[Opening Provided data section]

PR #944, opened 2026-09-14
lagoon: specify the span batch encoding of post-exec transactions

geoknee:
Closes [protocol-team#318](https://github.com/ethereum-optimism/protocol-team/issues/318).

## The gap

The post-exec transaction type `0x7D` is fully specified as an EIP-2718 envelope in `specs/protocol/lagoon/post-exec.md`. Its span batch representation was specified nowhere — the word "span" did not appear anywhere under `specs/protocol/lagoon/`.

Delta lists `tx_datas` encodings for legacy, type 1 and type 2. Isthmus adds type 4 with an exact field order. Nothing added `0x7D`.

Delta's generic sentence — that `tx_datas` matches "the encoding of the fields as in the EIP-2718 format of the `TransactionType`" — does not close it. It settles only `tx_datas`, and the document does not treat it as sufficient for a new type anyway, since Isthmus still added an explicit row. It settles none of the other slots. `contract_creation_bits` is defined as marking a contract creation, which a post-exec transaction is not, yet both clients set the bit to `1` so that no `tx_tos` entry is consumed. Nothing authorised that.

This is a specification gap, not a client bug. The two clients agree byte for byte. No document stated the layout they chose.

## What this adds

A new `specs/protocol/lagoon/derivation.md`, following the Isthmus precedent for adding a transaction type to span batches:

- **`tx_datas` row.** `0x7D ++ rlp_encoded_payload` — the payload RLP list verbatim, so the element is the transaction's whole EIP-2718 encoding rather than a reduced one. Unlike every other type, no fields are omitted, because there are none to omit.
- **Every transposed slot.** `contract_creation_bits` = 1, no `tx_tos` entry, `y_parity_bits` = 0, `tx_sigs` r = s = 0, `tx_nonces` = 0, `tx_gases` = 0, no `protected_bits` entry.
- **Reconstruction**, and why the batch/safe-block overlap check is well defined for these blocks.

Also wired into `SUMMARY.md` and the Lagoon overview, with a cross-link from `post-exec.md`.

## The three questions in the issue

1. **Which `tx_datas` form?** The verbatim EIP-2718 body, as both clients use.
2. **`contract_creation_bits` for a type with no `to`?** `1`. The document explains why this is not a contradiction of Delta's wording: what the bit governs is whether the transaction consumes a `tx_tos` entry. For every pre-Lagoon type, "is a contract creation" and "has no `to`" are the same condition, so Delta states the former; post-exec is the first type where they diverge, and the operative reading is the latter.
3. **Must the unused slots be zero?** Yes, and strictly, in both directions: a batcher MUST zero them, and a decoder MUST verify they are zero and reject the batch otherwise. The same applies to a `contract_creation_bits` bit of `0` for a post-exec transaction.

That third answer changed during review. I first wrote the decoder side permissively — ignore the values, never reject — reasoning that the clients discard those fields during reconstruction, so no value can change the derived blocks, and that turning a client convention into a drop rule is usually a consensus change in disguise. @geoknee pushed for strictness and is right. The general caution does not bite here, because `0x7D` cannot legally appear in a batch before Lagoon and no chain in the superchain-registry sets `lagoon_time` — there is no posted batch for a stricter rule to reinterpret. Meanwhile permissiveness has a real cost: it makes a span batch's encoding malleable, giving one sequence of L2 blocks unboundedly many valid encodings that differ in bytes a batcher picks freely, with `tx_sigs` alone reserving 64 unused bytes per transaction to pick them in.

The issue also suggested the overlap check is non-deterministic without a zero rule. It isn't: `checkSpanBatchOverlap` compares reconstructed transaction bytes, and reconstruction discards those slots. The document states that positively rather than repeating the concern.

## Client changes are required before Lagoon activates

This is now a spec that leads the implementations rather than one that records them. Neither client rejects what this document says a decoder MUST reject:

- **op-node** — `fullTxs` (`span_batch_txs.go`) consumes a `tx_tos` entry for a `0` bit and `convertToFullTx` then discards it; no slot values are checked.
- **kona** — `full_txs` (`batch/transactions.rs`) and `to_full_tx_bytes` (`batch/tx_data/wrapper.rs`) do the same.

The encoder side already complies on both sides, and op-batcher reaches `addPostExecTx` through `AppendSingularBatch`, so no batcher change is needed.

One caveat that decides how the client work should be done: these slots are only reachable at reconstruction time, so the check lands in `fullTxs` / `full_txs` — the exact path of the open [protocol-team#222](https://github.com/ethereum-optimism/protocol-team/issues/222), where a non-critical error there makes op-node drop only the batch and continue the channel while kona drops the whole remaining channel. Adding this rule naively would add a new batcher-triggerable trigger for that divergence. Either #222 lands first, or the rejection surfaces as a batch-queue validity verdict rather than a decode failure.

## Verification

Every normative claim was checked against both clients in both directions, then re-checked by an adversarial review pass:

- op-node — `span_batch_txs.go` (`addPostExecTx`, `AddTxs`, `fullTxs`, `recoverV`), `span_batch_tx.go` (`spanBatchPostExecTxData`, `encodeTyped`, `convertToFullTx`), `op-core/types/post_exec_tx.go`, `batches.go` (overlap check), `channel_in_reader.go` (drop path).
- kona — `batch/tx_data/wrapper.rs`, `batch/transactions.rs`, `batch/raw.rs`, `rust/op-alloy/.../post_exec.rs`.

`markdownlint`, `doctoc`, `cspell` and the filename check all pass; every internal anchor resolves.

## Out of scope

The batch queue drop rule for future types above `2` still needs a Lagoon amendment — that is [protocol-team#319](https://github.com/ethereum-optimism/protocol-team/issues/319). It applies to singular batches too, where no encoding question arises, so it belongs in its own change. This document marks the boundary and notes the amendment is still owed, rather than assuming a rule that does not exist yet.

One adjacent observation, left alone deliberately: `post-exec.md` says post-exec transactions are submitted to the DA layer "alongside the user transactions and any deposited transactions". Deposits are never in batch data, so that clause is loose. It is pre-existing text and not this change's business, but the new paragraph sits just below it, so it is now more visible.

🤖 Generated with [Claude Code](https://claude.com/claude-code)


specs/protocol/lagoon/derivation.md
```diff
@@ -0,0 +1,139 @@
...
+transaction consumes an entry from `tx_tos`: a `0` bit consumes the next address, a `1` bit consumes none. For
+every transaction type defined before Lagoon, "is a contract creation" and "has no `to` field" are the same
+condition, which is why the [Delta definition](../delta/span-batches.md#span-batch-format) states the former. A
+post-exec transaction is the first type for which they differ. The operative reading is the latter: the bit is `1`
+whenever the transaction has no recipient, so that `tx_tos` stays exactly as long as the number of transactions
+that have one.
+
+A decoder MUST NOT reject a batch whose bit is `0` for a post-exec transaction. It consumes the next `tx_tos` entry
+as it would for any `0` bit, and discards it: a post-exec transaction has no recipient field for the address to
+occupy. As with the slots below, the bit cannot change the transaction the decoder reconstructs.
```
geoknee: I'd rather we make this very strict and say the decoder MUST reject such a batch. There is no reason to allow the decoding to be more permissive than the encoding (on the contrary actually, it is safer to make it very strict).

specs/protocol/lagoon/derivation.md
```diff
@@ -0,0 +1,139 @@
...
+
+### Unused signature and gas accounting slots
+
+`y_parity_bits`, `tx_sigs`, `tx_nonces` and `tx_gases` are positional: every transaction in the span occupies one
+slot in each, whether or not the corresponding field exists. A post-exec transaction has no signature, nonce or gas
+limit, so:
+
+- A batcher MUST write zero into each of these slots for a post-exec transaction, as given in the table above. This
+  makes the span batch encoding of a given sequence of L2 blocks unique.
+- A decoder MUST ignore the values in these slots for a post-exec transaction, and MUST NOT reject a batch because
```
geoknee: I'd rather we say the decode MUST require the values to match the spec and MUST reject a batch otherwise.

specs/protocol/lagoon/derivation.md
geoknee: Agreed, changed in 842155c — a decoder now MUST reject a batch whose bit is `0` for a post-exec transaction.

You are right that I had this calibrated wrong. My reason for the permissive wording was that turning a client convention into a drop rule is normally a consensus change in disguise. That does not apply here: no chain in the superchain-registry sets `lagoon_time`, and `0x7D` cannot legally appear in a batch before Lagoon, so there is no already-posted batch for a stricter rule to reinterpret. Tightening is free precisely because the type has not shipped.

Worth flagging for the client side: `op-node` and `kona` both accept a `0` bit today (`fullTxs` consumes a `tx_tos` entry and `convertToFullTx`/`to_full_tx_bytes` then discard it), so both need a matching change before Lagoon activates.

specs/protocol/lagoon/derivation.md
geoknee: Agreed, changed in 842155c — a decoder now MUST verify `y_parity_bits`, `tx_sigs`, `tx_nonces` and `tx_gases` are zero for a post-exec transaction and MUST reject the batch otherwise.

The argument that convinced me is malleability rather than safety-in-decoding: tolerating those values gives one sequence of L2 blocks unboundedly many valid encodings, and `tx_sigs` alone reserves 64 unused bytes per transaction for a batcher to fill freely. Strictness also costs nothing on the encoder side — op-batcher reaches `addPostExecTx` via `AppendSingularBatch` and already zero-fills all four.

One implementation caveat for whoever picks up the client work, which is not a spec question but will decide whether the change is safe to land. These slots are only reachable at reconstruction time, so the check has to live in `fullTxs` / `full_txs` — and that is the exact path in [protocol-team#222](https://github.com/ethereum-optimism/protocol-team/issues/222), where a non-critical error makes op-node drop just the batch and continue the channel (`channel_in_reader.go`, "dropping malformed span batch") while kona drops the whole remaining channel. Implementing this rule naively therefore adds a new batcher-triggerable trigger for that open divergence. Either #222 lands first, or the rejection needs to surface as a batch-queue validity verdict rather than a decode failure.

specs/protocol/lagoon/derivation.md
```diff
@@ -0,0 +1,140 @@
...
+the block body.
+
+## Transposed Envelope Fields
+
+A post-exec transaction has no envelope fields to transpose. Its slots in the span batch `txs` structure take the
+following values:
+
+| Slot                     | Value for a `0x7D` transaction                       |
+| ------------------------ | ---------------------------------------------------- |
+| `contract_creation_bits` | `1`                                                  |
```
geoknee, line 94: This is pretty... weird to read.

Could we rename `contract_creation_bits` to `nonzero_to_bits`?

Could that be made as a backwards compatible change?

In general does the addition of post exec transactions justify a new span batch format?

geoknee: Fair — most of that paragraph exists only to apologise for the name, which is a sign the name is the problem.

**Rename: yes, but that specific name inverts it.** Today the bit is `1` when there is *no* `to`. `nonzero_to_bits` reads as `1` = `to` is present, which is the opposite polarity, so a straight find-and-replace would silently invert the meaning for anyone reading it fresh. Polarity-preserving options: `zero_to_bits` (closest to your instinct), `no_to_bits`, or `to_omitted_bits`. Flipping the bit *and* renaming would read best of all, but that is a wire change, not a rename.

**Backwards compatible: completely, as a rename.** Nothing in the span batch is self-describing — `txs` is a positional concatenation (`contract_creation_bits ++ y_parity_bits ++ tx_sigs ++ ...`), no tags, no names on the wire. So this is purely editorial: no fork gate, no consensus impact, and client identifiers (`contractCreationBits`, `contract_creation_bits`) can follow at leisure. Two small costs: it edits Delta, a shipped fork document, so it is worth keeping a "formerly `contract_creation_bits`" note so searches and third-party implementations still land; and until clients rename, spec and code vocabulary differ.

Suggest doing it as its own PR against `delta/span-batches.md` rather than growing this one, after which the Lagoon prose collapses to a single sentence stating the rule. Happy to open that.

**A new span batch format: I do not think this justifies one.** I measured it rather than guessing. Per post-exec transaction the unused slots cost 66 raw bytes (64 `tx_sigs` + zero `tx_nonces`/`tx_gases` varints). After channel compression that is **2–4 bytes with brotli** and 0.3–8 with zlib, across 0–20 user txs per block, because the slots are a run of zeros that LZ eats almost entirely. At 2s blocks that is roughly 170 KB/day — on the order of one extra blob per day.

Worth noting the strictness rule we just agreed is what buys that: because the slots MUST be zero, the run is always compressible. Had we allowed batchers to write anything there, the cost would have been the full 66 bytes.

Against a few bytes per block, a new format version costs a version-negotiation surface, two decode paths maintained forever (fault proofs re-derive historical channels indefinitely), a fresh fork gate, and a new surface for exactly the cross-client divergence class we are already working through in [#222](https://github.com/ethereum-optimism/protocol-team/issues/222) and [#293](https://github.com/ethereum-optimism/protocol-team/issues/293). Span batch v2 has sat specified-but-unactivated since Delta for a much larger saving (`fee_recipients`), which suggests the bar is well above this.

If we do open a new version later, the post-exec slots are a reason to include in it, not a reason to start it.

Method caveat: synthetic data modelled on the `txs` layout (random 64-byte sigs, small nonce/gas varints, ERC20-shaped calldata), 300 blocks per configuration, not replayed from a real channel — so treat 2–4 bytes as the order of magnitude, not a precise figure.

geoknee: Opened as #945, stacked on this branch (base `gk/lagoon-span-batch-post-exec`, so its diff shows only the rename — retarget to `main` once this merges).

Went with `zero_to_bits` rather than `nonzero_to_bits` to keep the polarity: the bit is `1` when the `to` is absent. `no_to_bits` or `to_omitted_bits` would do equally well if either reads better — it is a one-line change.

The Delta definition is reworded to describe what the bit actually selects (consumes no entry from `tx_tos`), with a note recording the former name so searches and third-party implementations still land. The Lagoon paragraph that prompted your "weird to read" collapses from seven lines to two, which was the point of doing this.

Left the two substantive questions answered above rather than acted on: no new span batch format, and the client-side renames can follow whenever convenient since nothing is on the wire.

specs/protocol/lagoon/derivation.md
```diff
@@ -0,0 +1,140 @@
...
+
+Decoding is deliberately no more permissive than encoding. The values in these slots cannot reach the reconstructed
+transaction, so tolerating them would cost nothing in the short term — but it would make a span batch's encoding
+malleable: the same sequence of L2 blocks would have unboundedly many valid encodings, differing in bytes that a
+batcher chooses freely. `tx_sigs` alone reserves 64 bytes per transaction that no post-exec transaction uses. A
+strict decoder keeps the encoding canonical, denies a batcher that space as a channel for arbitrary data, and
+leaves nothing that a later upgrade would have to tighten retroactively.
+
+This strictness is available precisely because `0x7D` is new. A post-exec transaction cannot legally appear in a
+batch before Lagoon, so no rule stated here reinterprets any batch that has already been posted.
```
sebastianst: I'd remove this paragraph. It's interesting context, but not necessary to be part of the spec.

einar-oplabs (approved):
Just for my own understanding: we are specifying exactly what the positional values must be for a `PostExecTx` in the span batch data structure below.  This seems like the way to go.

```
kona — rust/kona/crates/protocol/protocol/src/batch/transactions.rs:18

pub struct SpanBatchTransactions {
    pub total_block_tx_count: u64,
    pub contract_creation_bits: SpanBatchBits,
    pub tx_sigs: Vec<Signature>,
    pub tx_nonces: Vec<u64>,
    pub tx_gases: Vec<u64>,
    pub tx_tos: Vec<Address>,
    pub tx_data: Vec<Vec<u8>>,
    pub protected_bits: SpanBatchBits,
    pub tx_types: Vec<OpTxType>,
    pub legacy_tx_count: u64,
}
```

specs/protocol/lagoon/derivation.md
```diff
@@ -0,0 +1,146 @@
...
+amendment: its `transaction_list` holds each transaction's EIP-2718 encoding verbatim, so a post-exec transaction
+appears there as `0x7D ++ rlp_encoded_payload` like any other typed transaction, with nothing transposed and no
+slots to fill. Only the span batch format, which splits each transaction across per-field slots, needed the rules
+above.
+
+Whether a batch is permitted to contain a post-exec transaction at all is a separate, batch-level question, and one
+that applies to both batch formats. It is governed by the `batch.transactions` drop rules in
+[Batch Queue](../derivation.md#batch-queue). Those rules drop any transaction of a future type greater than `2`,
+with the type `4` exception added by [Isthmus](../isthmus/derivation.md#activation); they require a corresponding
+Lagoon amendment for `0x7D`.
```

[Closing Provided data section]

* **Exercise aim**: Only a number is wanted here: the count of lines in the material above that contain "questions".

* **Solved exercise**: 2